La vie plus forte que la mort

Nous avons commencé ce mois de novembre en fêtant les saints. Les saints sont ceux qui ont choisi la vie avec Dieu. Bien sûr, il y a des forces de mort qui semblent plus fortes que la vie. Nous sommes comme fascinés par ces forces de mort. Bien souvent sur nos écrans de télé on ne parle que d’elles. Mais comme la lumière qui jaillit au cœur des ténèbres, la vie finit par l’emporter. Une simple bougie allumée suffit à chasser les ténèbres de la pièce obscure. Les saints nous sont donnés comme des rayons du soleil, au cœur de la nuit. Bien sûr ils ne sont pas le soleil. C’est Dieu le soleil, car Lui seul est saint. Ils n’en sont que les reflets. Ils nous chuchotent au creux de l’oreille « choisis la vie ». Et pourtant la mort semble clore à jamais l’histoire humaine.

Et si la vie humaine ressemblait à la métamorphose de la libellule ? Après la dernière mue, la larve sort de l’eau en montant le long d’une tige, attirée vers le ciel. Sa peau se déchire une dernière fois et une magnifique libellule en sort libérée. Il ne reste là que la dépouille de l’ancienne larve, témoin de l’envol de la libellule. Elle voudrait dire à sa manière, aux larves qui la regardent, que la vie est plus forte que la mort et qu’elle ne s’arrête pas à la dépouille qu’elles découvrent.

 

Être une parcelle de ciel sur notre terre

Les chrétiens ne parlent pas des morts mais bien des défunts. Le défunt c’est celui dont la vie connaît un accomplissement comme la libellule est l’accomplissement de la larve. La grandeur d’une société se mesure à son attitude à l’égard de ses morts. Une civilisation qui perd le respect de ses défunts se déshumanise peu à peu.

Le moment de la Toussaint est un moment privilégié qui relie la terre et le ciel. Beaucoup de personnes sont allées déposer à cette occasion, quelques fleurs sur la tombe d’un être aimé. C’est une manière de penser à lui. Peut-être ont-ils dit une prière sur sa tombe ? Ce jour-là, le christianisme associe le culte des saints et des morts.

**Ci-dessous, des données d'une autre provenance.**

PR #6569, opened 2026-07-23
feat(engine): implement CR 710 Kamigawa flip cards

real-venus:
## Summary

Adds `Effect::FlipPermanent`, implementing the CR 710 flip-card mechanic. **19 of the 21** printed flip cards now lower their flip instruction to a real effect instead of `Unimplemented` (Bushi Tenderfoot, Budoka Gardener, Nezumi Shortfang, Kitsune Mystic, Akki Lavarunner, the five Saviors "Ascendant" cards, …). Their alternative faces already parsed, so for most of them this was the only gap.

## Why a separate slot from `Transform`

Flipping is deliberately its own engine path, per the CR:

- **CR 710.1b** — the alternative name / type line / P&T / text box apply only while the permanent is on the battlefield and flipped.
- **CR 710.1c** — a flip card's color and mana cost do **not** change. `game/flip.rs` therefore has its own `apply_flipped_face_to_object` rather than reusing the double-faced applicator (which swaps them). This is enforced on the flip path, the save/load rehydrate path, and by a guard that stops `Effect::Transform` / `GameAction::Transform` from ever running the DFC applicator on a flip card.
- **CR 710.2 / 710.4** — flipping is one-way, and a flipped permanent that leaves the battlefield reverts to its normal half (CR 110.5 new object).
- **CR 707.2** — a copy of a flipped permanent copies the unflipped normal half.

It also handles the interactions that giving flip cards a back face exposes: turning a flipped permanent face down no longer clobbers its stashed normal half, and the double-faced-card indicator (engine DTO + client) no longer fires for flip cards.

`GameEvent::Flipped` is emitted for the log/UI but intentionally dispatches no trigger key — no printed card triggers on flipping.

## Scope

**Out of scope, documented in `flip.rs`:** CR 710.5 (choosing the alternative name for "choose a card name"), Homura's enters-flipped rider, and two second-order copy/face-down cases that would need a second face-stash slot on `GameObject`.

## Testing

18 tests: per-rule coverage of 710.1b/1c/2/4, the transform and face-down interactions, copy semantics, save/load rehydrate, the "flip it" pronoun form end to end, and a corpus test pinning all 19 cards. The CR 710.1c assertion is mutation-verified (swapping in the DFC applicator fails exactly the right tests). CR 705.1 ("flip a coin") is unaffected.

`cargo clippy --workspace --all-targets -D warnings` clean; `cargo test -p engine` green (17489 lib + 3692 integration, 0 failed); 34 CR numbers verified against the Comprehensive Rules.

## Summary by CodeRabbit

* **New Features**
  * Added full Kamigawa “flip” permanent support, including oracle parsing/lowering, dedicated resolution, and accurate flip events and log/public-state rendering.
* **Bug Fixes**
  * Flip permanents now apply alternate characteristics correctly (one-way), preserve mana cost and color, avoid transform/double-faced behavior, don’t generate trigger/indexing keys, and restore normal state when leaving the battlefield or during copy/reload.
* **UI Improvements**
  * Updated the alternative-face (DFC) button logic to use flip-specific layout rules so the UI reflects the correct face behavior.
* **Tests**
  * Added comprehensive end-to-end integration coverage for flip cards and pronoun targeting.


matthewevans:
**The CR 710 research here is the strongest I have seen from a contributor on this repo — every rule the implementation leans on checks out verbatim, and the flip-vs-transform separation is the right architectural call. Blocked on one red required gate plus two one-line latent-correctness gaps.**

Reviewed at head `359e3d52`.

## 🔴 Blocker

**`Rust lint (fmt, clippy, parser gate)` is red on your own added lines.** The *Engine authority gate* (`scripts/check-engine-authorities.sh`) rejects four raw keyword queries in `crates/engine/src/game/flip.rs`:

```
flip.rs:480   assert!(obj.keywords.contains(&Keyword::DoubleStrike));
flip.rs:742   !obj.keywords.contains(&Keyword::Flying),
flip.rs:750   obj.keywords.contains(&Keyword::Bushido(1)),
flip.rs:872   !copy.keywords.contains(&Keyword::DoubleStrike),
```

Use `keywords::has_keyword(obj, &kw)`, or annotate `// allow-raw-authority: <reason>` where the raw read is genuinely structural. The PR body says "clippy clean, tests green" — both are true, and `cargo clippy`, `cargo fmt`, both Rust test shards, WASM, card-data, and frontend are all green. This gate is a separate step that `clippy` does not cover, so please run `./scripts/check-engine-authorities.sh origin/main` locally before the next push.

**`Tauri compile check` red is ours, not yours** — the v0.35.2 release left `client/src-tauri/Cargo.lock` stale against `--locked`. Fixed on `main` in #6568; it will clear when you rebase. Not attributed to you.

## 🟡 Non-blocking

**1. `flip_permanent` doesn't gate on its own declared authority.** `flip.rs:139` returns early on `obj.back_face.is_none()`, but the doc on `is_flip_permanent` (`:69`) declares that function "the single authority for 'is this a flip card?'". If `Effect::FlipPermanent`'s `ParentTarget` arm ever binds a transform DFC, the flip applicator installs its back face without the CR 712 cost/color swap, sets `flipped`, and `stash_flip_face` re-stamps `LayoutKind::Flip` on the stash — permanently blocking `transform::transform_permanent` on that object. Unreachable across today's corpus; one line to close: `if !is_flip_permanent(obj) { return Ok(()); }`.

**2. `flipped_normal_copiable_values` ignores `face_down`, breaking CR 708.2a.** `flip.rs:213` guards only on `!obj.flipped`. Your own `turn_face_down.rs` deliberately keeps the *normal* half in `back_face` for a flipped permanent (`Some(flip_stash) if obj.flipped => flip_stash.clone()`) and never clears `flipped` — which is the correct call for the zone-exit path, and the comment explaining it is excellent. But it means a Clone copying an Ixidron'd flipped Bushi Tenderfoot receives Bushi Tenderfoot's copiable values instead of CR 708.2a's "2/2 face-down creature with no text, no name, no subtypes, and no mana cost" (`docs/MagicCompRules.txt:5703`). One line: `if obj.face_down { return None; }`.

**3. CR 201.5 → CR 700.7 for the `"this <type>"` arms** (`imperative.rs:5046`, `:5277-5278`). CR 201.5 (`:1322`) is "text that refers to the object it's on **by name**" — correct for your `tag("~")` arm, wrong for `tag("this")`. CR 700.7 (`:3243`) is the "this [something]" rule. *(Agreeing with @coderabbitai here.)*

**4. Sasaya, Orochi Ascendant changed in a way the PR doesn't claim.** The parse diff shows `ability/static_structure` **removed** and `ability/RevealHand (card filter=none, player=any target)` **added** — the only card in the diff without a top-level `FlipPermanent`. Scryfall confirms the printed ability is *"Reveal your hand: If you have seven or more land cards in your hand, flip Sasaya."* — an activated ability whose **cost** is the reveal. The head parse models the reveal as the top-level *effect* with `player = TargetFilter::Any` rather than the controller, and moves the card off an honest `Effect::Unimplemented { name: "static_structure" }` marker onto a shape no test pins. Could you add a shape assertion (cost = reveal-your-hand, condition = ≥7 land cards in hand, effect = `FlipPermanent` on self) confirming this is the intended lowering?

**5. The corpus test cannot catch #4.** `every_printed_flip_card_lowers_its_instruction_to_flip_permanent` asserts only that *a* `FlipPermanent` exists somewhere in the chain, never the ability shape. Worth pinning the shape for at least the three non-uniform carriers — Sasaya's reveal cost, Initiate of Blood's delayed trigger, and Nezumi Shortfang's `Then if…`.

**6. Frontend change is untested.** `client/src/components/card/__tests__/ArtCropCard.test.tsx:53` still builds a `back_face` with no `layout_kind`, so reverting `hasOtherPrintedFace` fails nothing. A fixture with `layout_kind: "Flip"` asserting no DFC badge would close it. Secondary concern: "which layouts have a separately printed face" now lives in TS as `layout_kind !== "Flip"` and can drift from the engine's `is_double_faced_permanent`.

**7. Comment accuracy.** `parse_flip_permanent_subject`'s doc says "the ENTIRE printed flip-card corpus (21 cards)"; Scryfall `layout:flip include:extras` lists 24 distinct names. It also calls Budoka Pupil / Callow Jushi / Cunning Bandit / Faithful Squire / Hired Muscle "the five ki-counter Ascendants" — those are the Betrayers ki cycle; the Ascendants are the Saviors legends.

**8. One vacuous negative.** `kamigawa_flip_cards.rs:386-399` discards `resolve_trigger_body`'s events and asserts only `!flipped`. Add the `EffectResolved { kind: FlipPermanent }` reach guard its sibling `flipping_an_already_flipped_permanent_is_a_no_op` already carries. *(Agreeing with @coderabbitai.)*

**On @coderabbitai's other three findings, I'm overruling — no action needed.** The "quote CR text verbatim or drop the citation" ask on `types/ability.rs:11161` is wrong: our convention requires a mandatory *description*, not a quotation, and paraphrase is repo-wide. The `redundancy_avoidance.rs:464` already-flipped check isn't warranted — `FlipPermanent` is never independently chosen (it rides a trigger, or an ability whose primary effect carries the value), so there is no activation to penalize, and parity with `Transform` is correct. The 13-site citation-rewording sweep is over-strict; only `ability_scan.rs:6184` is loosely tagged and it isn't worth the churn.

## ✅ Clean

**Every CR 710 assumption the implementation rests on is verbatim-correct.** I grep-verified each one rather than taking the annotations on trust:

- **710.1b** (`:5781`) — the alternative characteristics are "used only if the permanent is on the battlefield and only if the permanent is flipped." `apply_flipped_face_to_object` copies exactly name / P&T / type line / text box, and `flip_permanent` early-returns off the battlefield. Matches.
- **710.1c** (`:5783`) — "A flip card's color and mana cost don't change if the permanent is flipped." This is precisely why `flip.rs` carries its own applicator instead of reusing `printed_cards::apply_back_face_to_object`, which swaps both. Correct, and mutation-verified by your own tests.
- **710.2** (`:5785`) — non-battlefield zones have only normal characteristics. `zones::apply_zone_exit_cleanup` calls `revert_flip_on_zone_exit`, ordered *after* the CR 708.9 face-down restore because both statuses share one `back_face` slot. The ordering rationale in the comment is right.
- **710.4** (`:5790`) — one-way, and a flipped permanent leaving the battlefield "retains no memory of its status." Repeat-flip is a silent no-op emitting no event; status clears on zone exit.
- **Copies — CR 707.2 + 707.3.** `flipped_normal_copiable_values` returns the normal half, and 707.3's worked example is *literally a flip card* (Tomoya the Revealer copying Nezumi Shortfang). Documenting the second-order case as out of scope, matching CR 110.5c's Dimir Doppelganger example, is the right scoping.
- **The CR 613.7 no-new-timestamp argument holds.** 613.7d/e/f/g enumerate zone entry, attachment, face up/down, and transform/convert — flipping is genuinely absent, so keeping the existing timestamp is correct rather than merely convenient.

**It handles the class, not the named cards.** `parse_flip_permanent_subject` is a composed, `eof`-anchored nom production over three independent surface forms (`flip this [creature|permanent|artifact|enchantment|land]`, `flip it|itself`, `flip ~`) — not a per-card tag list, and it covers types no printed flip card uses. Nom discipline held throughout: no `find`/`split_once`/`contains`/`starts_with` dispatch, no verbatim Oracle match.

**`FlipPermanent` as a sibling of `Transform` rather than a parameterization is the correct call** under the categorical-boundary rule. CR 701.27a (transform, DFC-only) and CR 710 (flip, single-faced, cost and color fixed) are different rule sections with different copiable-value semantics — exactly the case where unifying would conflate boundaries the engine resolves separately.

**Right seam, verified rather than assumed.** `flipped_normal_copiable_values` hooks `intrinsic_copiable_values`, which I traced to confirm it is read only by copy-source paths (`token_copy`, `become_copy`, `conjure`, `merge`, `augment`, `replacement`, `zones`) and **not** by the object's own layer-1 baseline — so the hook cannot un-flip a permanent on layer flush. Widening `is_double_faced_permanent` to `pub` for `manabrew-compat` replaces a `back_face.is_some()` re-derivation with the engine's authority, which is the right direction. `GameEvent::Flipped` threading matches `Transformed`'s full consumer set with no gaps, and `CardPreview` already guards flip cards via `isFlip`/`flip180` — I checked `GameCardPreview` as a suspected sibling gap and it is correctly covered.

**`the_flip_it_pronoun_form_flips_its_own_source_end_to_end`** drives the real stack (`push_to_stack` + `GameAction::PassPriority` through `apply()`) with an explicit reach guard asserting the effect lowered to `ParentTarget`. That is a genuinely discriminating runtime test, and `mod kamigawa_flip_cards;` is registered at `tests/integration/main.rs:598`, so none of it is inert.

---

**Recommendation: fix the authority gate, apply the two one-line guards (#1, #2), and answer #4. That is the whole remaining delta.** Please don't read the gate failure as a comment on the substance — the rules work underneath it is excellent, and I would like this to land.

matthewevans:
**Strong work on a genuinely hard class — the CR 710 modelling is right and the registration is complete. Two things need resolving before this can land, one of which I verified from the full CI artifact rather than the sticky comment.** Reviewed at head `3746a2d69`.

## ✅ What's right

`Effect::FlipPermanent` as a **sibling** of `Effect::Transform` rather than a parameterization of it is the correct call, and your justification at `types/ability.rs:11168-11185` states it well. The axis crosses CR 701.27 (transform — DFC-only, swaps mana cost and color) and CR 710 (flip — single-faced, holds both fixed). Unifying those would conflate two rule sections the engine resolves separately, which the categorical-boundary rule in CLAUDE.md explicitly forbids. This is the case where adding a variant is right and parameterizing is wrong.

Every CR number checks out against `docs/MagicCompRules.txt` — 710.1/1a/1b/1c/2/3/4/5 (lines 5777-5792), 701.27a/c, 707.2, 707.3, 110.5/5b/5c, 708.9, 400.7. **CR 710.1c** ("A flip card's color and mana cost don't change if the permanent is flipped") is verbatim and is exactly the right basis for a separate `apply_flipped_face_to_object` instead of reusing the DFC applicator.

I also enumerated every production `back_face.is_some()/is_none()` consumer, since this PR gives 21 cards a `back_face` they never had. All safe: the Room paths are subtype-gated, `zone_pipeline.rs:2405` is behind `should_transform`, and the `transformation_count` stampers are inert because `flip_permanent` never increments it, so the CR 701.27f guard can't misfire. Registration is threaded through all 20+ exhaustive-match sites with none dropped.

## 🔴 The PR claims 19 cards; production measures 17 — and Sasaya's flip clause is silently dropped

I did not rely on the sticky comment, which truncates to "first 3". I pulled the full `parse-diff.json` artifact from the head CI run (run `30055830721`, artifact `8583762397`):

| | |
|---|---|
| distinct cards in diff | **18** |
| cards gaining `FlipPermanent` | **17** |
| Sasaya in that set | **no** |
| `added_cards` / `removed_cards` | `[]` / `[]` |

Sasaya, Orochi Ascendant appears only as `∅ → RevealHand` and `static_structure → ∅`. So it moves **from the honest catch-all onto a supported effect while its flip clause disappears with no `Effect::unimplemented` marker.** That is a coverage-honesty regression — the card now reports as handled while half its text is gone — and it makes the PR body's "19 of the 21" inaccurate.

**The reason CI didn't catch it is a fixture path-divergence, and that's the part worth fixing.** `tests/integration/kamigawa_flip_cards.rs:434` puts Sasaya in `FLIP_INSTRUCTION_CORPUS`, and `:466` asserts every corpus card lowers to `Effect::FlipPermanent`. That test is green. It calls:

```rust
parse_oracle_text(oracle, card_name, &[], &[], &[])
```

with empty trailing arguments, while card-data generation passes real ones. The corpus test is therefore passing on a shape production never produces — which is precisely the failure mode a corpus test exists to prevent. Please route it through the same entry point card-data gen uses; that change is more valuable than the Sasaya fix itself, because it re-arms the guard for the next card.

## 🔴 Turning an *unflipped* flip permanent face down destroys its other half permanently

`effects/turn_face_down.rs:68-71` guards on `Some(flip_stash) if obj.flipped` — the flipped **status**, not "is a flip permanent". A flip card sitting unflipped is in its *normal* state, so it takes the `_` arm and `snapshot_object_base_face(obj)` overwrites `back_face` — which is holding the alternative half — with a snapshot of the normal half whose `layout_kind` is hard-coded `None` (`printed_cards.rs:744`). `turn_face_up.rs:44` then does `obj.back_face.take()`.

Two consequences:

1. **The permanent can never flip again.** `flip.rs:139` reads `let Some(alternative_face) = obj.back_face.clone() else { return Ok(()) }` and silently no-ops forever — Bushi Tenderfoot's trigger becomes dead text.
2. **It becomes indistinguishable from a DFC.** While face down, `is_flip_permanent` is false (tag gone) *and* `flipped` is false, so both arms of your new guard at `transform.rs:63` go false. A "transform each creature" effect then runs the DFC applicator on a flip card and blanks the mana cost and color — the exact outcome CR 710.1c exists to prevent, and the direct contradiction of your own invariant at `flip.rs:61-68` ("the half sitting in `back_face` always carries the tag, so no double-faced path can ever mistake a flip card for a DFC").

This is production-reachable *because* the PR deliberately lets flip cards through CR 712.16 — your own comment at `turn_face_down.rs:57-59` names Ixidron and Cyber Conversion. The module docs at `flip.rs:27-37` cover the flipped-then-face-down case only; the unflipped case is undocumented and untested.

Minimum fix: widen the preserve-arm to `Some(stash) if obj.flipped || flip::is_flip_permanent(obj)` and route turn-face-up through the flip-aware applicator. If you'd rather scope it down, at least re-stamp `LayoutKind::Flip` on the snapshot so the transform guard and the frontend DFC predicate stay honest — and extend the out-of-scope note to cover this case.

## 🟡 The `"flip" | "flips"` fallback opens a wider dispatch surface than CR 710 needs

In `parser/oracle_effect/imperative.rs`, the new `.or_else(|| parse_utility_imperative_ast(...))` appended to the coin-flip dispatch means any unmatched `"flip …"` clause is now offered to *every* utility arm. `parse_flip_permanent_subject` is carefully closed over self-references and correctly keeps CR 705.1 coin flips out (`flip_a_coin_still_parses_to_flip_coin` at `:558` pins that) — but the fallback reaching it is not. The measured blast radius is contained today, so this is a tightening rather than a live bug: call `parse_flip_permanent_subject` directly instead of the full utility parser.

## 📋 Checked and clean — no need to revisit

- **Frontend fix is non-vacuous.** `BackFaceData.layout_kind` is `skip_serializing_if = "Option::is_none"` and `LayoutKind` serializes as `"Flip"`, matching the new TS union at `client/src/adapter/types.ts:1122-1134`. `hasOtherPrintedFace` still returns true for a *transformed* DFC, so that button isn't regressed.
- **Test discrimination.** The unit tests carry explicit reach guards, and `the_flip_it_pronoun_form_flips_its_own_source_end_to_end` drives real `apply()`/stack rather than calling the resolver directly. No vacuous negatives.
- **CR 110.5c second-order copy (Dimir Doppelganger)** is a real gap but explicitly deferred at `flip.rs:38-43` and needs a second stash slot. Fine as a deferral.

One note for whoever reviews the next CR 710 change: `grep "^710.1c\."` returns nothing because subrules carry no trailing period. Grep `^710.1c` instead — the rule is there.

---

**Recommendation: changes requested.** The Sasaya divergence and the face-down stash overwrite are both concrete and both have small fixes. Nothing about the architecture needs revisiting — the seam, the variant choice, and the CR modelling are all correct.

matthewevans (approved):
Maintainer approval: current head db3c44ab implements the distinct CR 710 flip-card path with complete registrations, discriminating coverage, and green required checks.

Les chrétiens croient que nous sommes faits pour la vie, même si nous passons par la mort. Nous avons quitté les eaux du ventre maternel pour naître au souffle de la terre. Ce fut une véritable mort. Nous passons de la terre pour vivre dans le monde de Dieu et être animé de son souffle. Que restera-t-il de notre personne ? Non pas nos cellules biologiques mais l’amour que nous avons mis dans notre vie, les liens de communion que nous avons créés, le don de nous-mêmes qui a fécondé l’humanité. Par toute notre histoire, nous avons été une parcelle de ciel sur notre terre. Cela vaut bien un beau bouquet de fleurs au milieu d’un tapis de feuilles mortes que tisse l’automne.

Rappelez-vous : il y a des vies qui ressemblent aux étoiles. Même quand elles ont cessé d’exister, elles continuent de briller et d’éclairer notre nuit.